Sarah Heard

Personal information
- Born: 4 October 1983 (age 42)

Sport
- Sport: Rowing
- Club: Melbourne Uni Boat Club

Medal record
Women's rowing
Representing Australia
World Rowing Championships
| Gold medal – first place | 2005 Gifu, Japan | W8+ |
| Silver medal – second place | 2010 Lake Karapiro | W4- |
| Bronze medal – third place | 2006 Eton, England | W8+ |

= Sarah Heard =

Australian rower (born 1983)

Sarah Heard (born 4 October 1983) is a former Australian representative rower. She was a twelve-time Australian national and 2005 world champion. She stroked the Australian senior women's eight at the premier world regattas every year from 2005 to 2008 and including the women's eight final at the 2008 Summer Olympics.

==Club and state rowing==
Born in Melbourne, Heard's senior rowing was done from the Melbourne University Rowing Club.

Heard's first state representative selection came in 2002 to the Victorian youth eight contesting the Bicentennial Cup at the Interstate Regatta within the Australian Rowing Championships.

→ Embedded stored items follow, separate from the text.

PR #6926, opened 2023-06-20
[helm/eck-elasticsearch] Support disabling podDisruptionBudget

### LINKED ISSUE #6871: Unable to disable podDisruptionBudget
## Bug Report
**What did you do?**
I want to disable the podDisruptionBudget by setting podDisruptionBudget with an empty hash

I should have the following directive in the result of helm chart

```
eck-elasticksearch:
  ...
  podDisruptionBudget: {}
```

directive podDisruptionBudget is absent from the manifest generated by the Helm

**Environment**

* ECK version:

	2.8.0

* Kubernetes information:
	* On premise : deployed with kubespray 2.21.0
	
	for each of them please give us the version you are using
```
$ kubectl version
WARNING: This version information is deprecated and will be replaced with the output from kubectl version --short.  Use --output=yaml|json to get the full version.
Client Version: version.Info{Major:"1", Minor:"24", GitVersion:"v1.24.6", GitCommit:"b39bf148cd654599a52e867485c02c4f9d28b312", GitTreeState:"clean", BuildDate:"2022-09-21T13:19:24Z", GoVersion:"go1.18.6", Compiler:"gc", Platform:"linux/amd64"}
Kustomize Version: v4.5.4
Server Version: version.Info{Major:"1", Minor:"25", GitVersion:"v1.25.6", GitCommit:"ff2c119726cc1f8926fb0585c74b25921e866a28", GitTreeState:"clean", BuildDate:"2023-01-18T19:15:26Z", GoVersion:"go1.19.5", Compiler:"gc", Platform:"linux/amd64"}
```

* Resource definition:
```
eck-elasticsearch:
  enabled: true
  fullnameOverride: "sophie-mon"
  version: 8.7.0
  monitoring:
    metrics:
      elasticsearchRefs:
      - name: sophie-mon
        namespace: cdn-bigdata
    logs:
      elasticsearchRefs:
      - name: sophie-mon
        namespace: cdn-bigdata
  nodeSets:
  - name: "nodes"
    count: 3
    config:
      # No need to define specific role on nodes
      node.roles: ["master","data","ingest","transform","ml","remote_cluster_client"]
    podTemplate:
      spec:
        containers:
        - name: elasticsearch
          env:
          - name: ES_JAVA_OPTS
            value: -Xms8g -Xmx8g
          resources:
            limits:
              cpu: 8
              memory: 12Gi
    volumeClaimTemplates:
    - metadata:
        name: elasticsearch-data
      spec:
        accessModes:
        - ReadWriteOnce
        resources:
          requests:
            storage: 200Gi
        storageClassName: lyo0-oc9k-nfs
  podDisruptionBudget: {}
```

* Logs:
```
No error
```

I could also check this by generating the global manifest with helm template command and my values file.

As a workaround I do an ugly hack by defining a value disablePdb on value file with true value

and the following code on template for eck-elasticsearch
```
{{- if .Values.disablePdb }}
  podDisruptionBudget: {}
  {{- else }}
  {{- with .Values.podDisruptionBudget }}
  podDisruptionBudget:
    {{- toYaml . | nindent 4 }}
  {{- end }}
  {{- end }}
```

Thanks by advance for your replies.

--
Regards
Christophe

thbkrkr:
Adds a new explicit `podDisruptionBudget.disabled` value to be able to explicitely disable the PDB for Elasticsearch because we can't differentiate no `podDisruptionBudget` set (which means ECK sets a default PDB) from an explicit empty `podDisruptionBudget: {}` (which means I want to disable the PDB).

```sh
> test() { helm template . "$@" | yq .spec.podDisruptionBudget; }
echo "# default PDB"
test
echo "# custom PDB"
test --set=podDisruptionBudget.spec.minAvailable=2 --set='podDisruptionBudget.spec.selector.matchLabels.elasticsearch\.k8s\.elastic\.co\/cluster-name=quickstart'
echo "# no PDB"
test --set=podDisruptionBudget.disabled=true

# default PDB
null
# custom PDB
spec:
  minAvailable: 2
  selector:
    matchLabels:
      elasticsearch.k8s.elastic.co/cluster-name: quickstart
# no PDB
{}
```
Resolves #6871.

### DIFF
--- a/deploy/eck-stack/charts/eck-elasticsearch/values.yaml
+++ b/deploy/eck-stack/charts/eck-elasticsearch/values.yaml
@@ -126,8 +126,8 @@ remoteClusters: {}
 volumeClaimDeletePolicy: ""
 
 # Settings to limit the disruption when pods need to be rescheduled for some reason such as upgrades or routine maintenance.
-# Default budget selects all cluster pods and sets `maxUnavailable` to 1.
-# To disable, set `disabled` to true.
+# Defaults to a budget that selects all Elasticsearch cluster pods and sets `maxUnavailable` to 1 if unset.
+# To completely disable the pod disruption budget set `disabled` to true.
 #
 # podDisruptionBudget:
 #   spec:
--- a/deploy/eck-stack/charts/eck-elasticsearch/values.yaml
+++ b/deploy/eck-stack/charts/eck-elasticsearch/values.yaml
@@ -127,7 +127,7 @@ volumeClaimDeletePolicy: ""
 
 # Settings to limit the disruption when pods need to be rescheduled for some reason such as upgrades or routine maintenance.
 # Default budget selects all cluster pods and sets `maxUnavailable` to 1.
-# To disable, set to the empty value (`{}`).
+# To disable, set `disabled` to true.
 #
 # podDisruptionBudget:
 #   spec:
@@ -135,7 +135,7 @@ volumeClaimDeletePolicy: ""
 #     selector:
 #       matchLabels:
 #         elasticsearch.k8s.elastic.co/cluster-name: quickstart
-
+#   disabled: true
 
 # Used to check access from the current resource to a resource (for ex. a remote Elasticsearch cluster) in a different namespace.
 # Can only be used if ECK is enforcing RBAC on references.
--- a/deploy/eck-stack/charts/eck-elasticsearch/values.yaml
+++ b/deploy/eck-stack/charts/eck-elasticsearch/values.yaml
@@ -121,12 +121,12 @@ remoteClusters: {}
 
 # VolumeClaimDeletePolicy sets the policy for handling deletion of PersistentVolumeClaims for all NodeSets.
 # Possible values are DeleteOnScaledownOnly and DeleteOnScaledownAndClusterDeletion.
-# Defaults to DeleteOnScaledownAndClusterDeletion if unset.
+# By default, if not set or empty, the operator sets DeleteOnScaledownAndClusterDeletion.
 #
 volumeClaimDeletePolicy: ""
 
 # Settings to limit the disruption when pods need to be rescheduled for some reason such as upgrades or routine maintenance.
-# By default when it is unset, the operator sets a default budget that selects all Elastisearch cluster pods and sets `maxUnavailable` to 1.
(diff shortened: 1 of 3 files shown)


deploy/eck-stack/charts/eck-elasticsearch/values.yaml
```diff
@@ -127,15 +127,15 @@ volumeClaimDeletePolicy: ""
 
 # Settings to limit the disruption when pods need to be rescheduled for some reason such as upgrades or routine maintenance.
 # Default budget selects all cluster pods and sets `maxUnavailable` to 1.
-# To disable, set to the empty value (`{}`).
+# To disable, set `disabled` to true.
```
naemono, line 130: I think this now needs to be a little more clear, maybe. 

```
# By default when `podDisruptionBudget` is unset, or set to `null` the operator sets a default pod disruption budget and selects all cluster pods and sets `maxUnavailable` to 1.
# To have the operator set an empty pdb set to the empty value (`{}`).
# To completely disable the pdb set `disabled` to true.
```

naemono (approved):
Possible re-word needed in values, but lgtm.

deploy/eck-stack/charts/eck-elasticsearch/values.yaml
thbkrkr: I see but the important part is that "if unset, the default is X" and it is not so important whether the default is set by Helm or the operator. But let's try to avoid this misunderstanding.

Do you think we should rewrite the others?

https://github.com/elastic/cloud-on-k8s/blob/53e7f25aac53a5a5f4340bf897ac1edfed27239d/deploy/eck-stack/charts/eck-elasticsearch/values.yaml#L124

https://github.com/elastic/cloud-on-k8s/blob/53e7f25aac53a5a5f4340bf897ac1edfed27239d/deploy/eck-stack/charts/eck-elasticsearch/values.yaml#L146

naemono: Well, `revisionHistoryLimit` is a k8s default setting isn't it, not set by default by eck? I'm on the fence on adjusting that wording.

https://kubernetes.io/docs/concepts/workloads/controllers/deployment/#clean-up-policy

And `volumeClaimDeletePolicy` is definitely defaulted by ECK, so I'd support slightly adjusting the wording, sure.

thbkrkr: e25f5d7

PR #6881, opened 2023-06-05
Multi-architecture container images native build

thbkrkr:
A new way to build multi-architecture images, basically with native workers.

WIP: I will create small PR from this one to reduce the surface of change and facilitate reviews.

She rowed in the youth eight again in 2003. Heard was selected in Victorian senior women's eights to contest the Queen's Cup at the Australian Championships on six consecutive occasions from 2004 to 2009. Those crews were victorious each year from 2005 to 2009.

In Melbourne University colours she contested all three sweep-oared women's heavyweight national Australian titles at the Australian Rowing Championships in 2005, 2006, 2007, 2008 and two of those events in 2009. She won the coxless four national title in 2005, 2007, 2008 and 2009; the coxless pair title with Emily Martin in 2006; and won the national title in the women's eight in a composite Australian selection crew in 2007 and in a composite Victorian eight in 2009.

==International representative rowing==
Heard first represented for Australia contesting the 2004 World Rowing U23 Championships in Poznan, Poland in a coxless pair. She placed fifth.

In 2005, aged 22 Heard was elevated to the Australian senior women's squad. That year she'd stroked the Victorian eight to a dominant 10sec victory in the domestic Queen's Cup. She came into contention to lead the Australian eight and at the World Rowing Cups I and II she stroked the crew to a fourth and then a first place. Two months later at the 2005 World Rowing Championships in Gizu, Japan – her first appearance for Australia at a senior World Championship – Heard led the women's eight to a gold medal and a world championship title.

In 2006 Heard held her place in the eight but with the crew slipping from 3rd place to 4th place in the two Rowing World Cups (at Munich and Poznan), coach Darren Balmforth made seating changes. In small boats at Poznan the pair of Heard and Emily Martin had beaten out the other Australian pairs containing members of the eight including a pair of Kate Hornsey and Amber Bradley. However, for the 2006 World Championships Balmforth seated Heard at six and Hornsey at stroke. The eight won the bronze medal.

For 2007 Heard was again in the eight at both Rowing World Cups and for the World Championships. She stroked the eight to a fourth place at the World Cup II and won gold at that regatta stroking the coxless four. At the 2007 World Championships in Munich she stroked the eight to a fourth placing.

Prospects looked good for the Australian women's eight in the 2008 Olympic year. They won at the World Rowing Cup I in Munich and finished second at World Rowing Cup II in Lucerne with Heard setting the pace in both campaigns. However at Beijing in 2008 in spite of expectations the crew stroked by Heard, finished sixth overall.

Heard's final Australian representative appearance was at the 2010 World Rowing Championships in Lake Karapiro, New Zealand. In the bow seat of the coxless four with Pauline Frasca, Sarah Cook and Kate Hornsey, Heard brought home her third World Championship medal – this time a silver.